Bilkent University
Department of Computer Engineering
Ph.D Dissertation

 

Multiple View Human Activity Recognition

 

Selen Pehlivan
PhD Student
Computer Engineering Department
Bilkent University

This thesis explores the human activity recognition problem when multiple views are available. We follow two main directions: we first present a system based on volume matching using calibrated camera systems, then we present a flexible system based on frame matching. We examine the multiple views compared to single view systems, and measure the performance improvement with increasing views by various experiments.

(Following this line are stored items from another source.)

PR #214, opened 2022-11-25
Fix warnings about thread.setDaemon() in python 3.10+

linrock:
camelCase methods in threading were deprecated in: https://github.com/python/cpython/pull/25174

```
easy_train.py:316: DeprecationWarning: setDaemon() is deprecated,
set the daemon attribute instead thread.setDaemon(True)
```

### DIFF
--- a/scripts/easy_train.py
+++ b/scripts/easy_train.py
@@ -313,7 +313,7 @@ def schedule_exit(timeout_seconds, errcode):
         os._exit(errcode)
 
     thread = Thread(target=f)
-    thread.setDaemon(True)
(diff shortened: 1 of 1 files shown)


Sopel97:
Requires checking on older versions of python before merging. We currently require at least python 3.7 https://github.com/glinscott/nnue-pytorch/blob/5b2de095335bc0fe31921078fc6d51b5e0a42295/scripts/easy_train.py#L28

linrock:
Confirrmed working on python 3.7:

image

Setting this attribute has been available since at least 2.x

image

PR #219, opened 2022-12-21
Skip positions with score equal to Stockfish's VALUE_NONE (32002)

Sopel97:
With the recent new network for Stockfish it appears that we need to do some more costly filtering on the datasets (https://github.com/official-stockfish/Stockfish/pull/4295). Removing positions from the dataset degrades compression, so in some cases it might be better to mark positions with a special flag and skip them on load. I think it's reasonable to use `score==VALUE_NONE` as such a flag and this PR implements it.

### DIFF
--- a/training_data_loader.cpp
+++ b/training_data_loader.cpp
@@ -820,6 +820,12 @@ std::function<bool(const TrainingDataEntry&)> make_skip_predicate(bool filtered,
             wld_filtered
             ](const TrainingDataEntry& e){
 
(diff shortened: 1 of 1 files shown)


vondele:
I think this is useful.. don't know if this will help linrock with the current dataset, as he would have to recompute this from scratch, to add the positions... I assume.

Sopel97:
Yes, the dataset would have to be redone.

Initial part of the thesis introduces compact representations for volumetric data gained through volume reconstruction. Here, we assume to have multiple cameras with the available camera matrices in the system. The video frames recorded by many cameras with significant overlap are fused by reconstruction, and volumes are considered as substitutes of action poses. We propose new pose descriptors over three dimensional data that are fast and discriminative in the sense of a key pose. We first present a descriptor as the histogram of oriented cylinders in various sizes and orientations. We then propose another descriptor with view-independence, not requiring pose alignment. We show the importance of discriminative pose representations within simpler action classification schemes. Activity recognition framework based on volume matching presents promising results compared to the state-of-the-art.

Volume reconstruction is one natural approach for multi camera data fusion, but there can be few cameras with overlapping views. In the second part of the thesis, we introduce an architecture that is adaptable to various number of cameras and features with desirable engineering features. The system collects and fuse activity judgments from cameras using a voting scheme. The architecture requires no camera calibration. Performance generally improves when there are more cameras and more features; training and test cameras do not need to overlap; camera drop in or drop out is handled easily with little penalty. Experiments support the performance penalties, and advantages for using multiple views versus single view.

Keywords: Video analysis; Human activity recognition; Multiple views; Multiple cameras; Pose representation.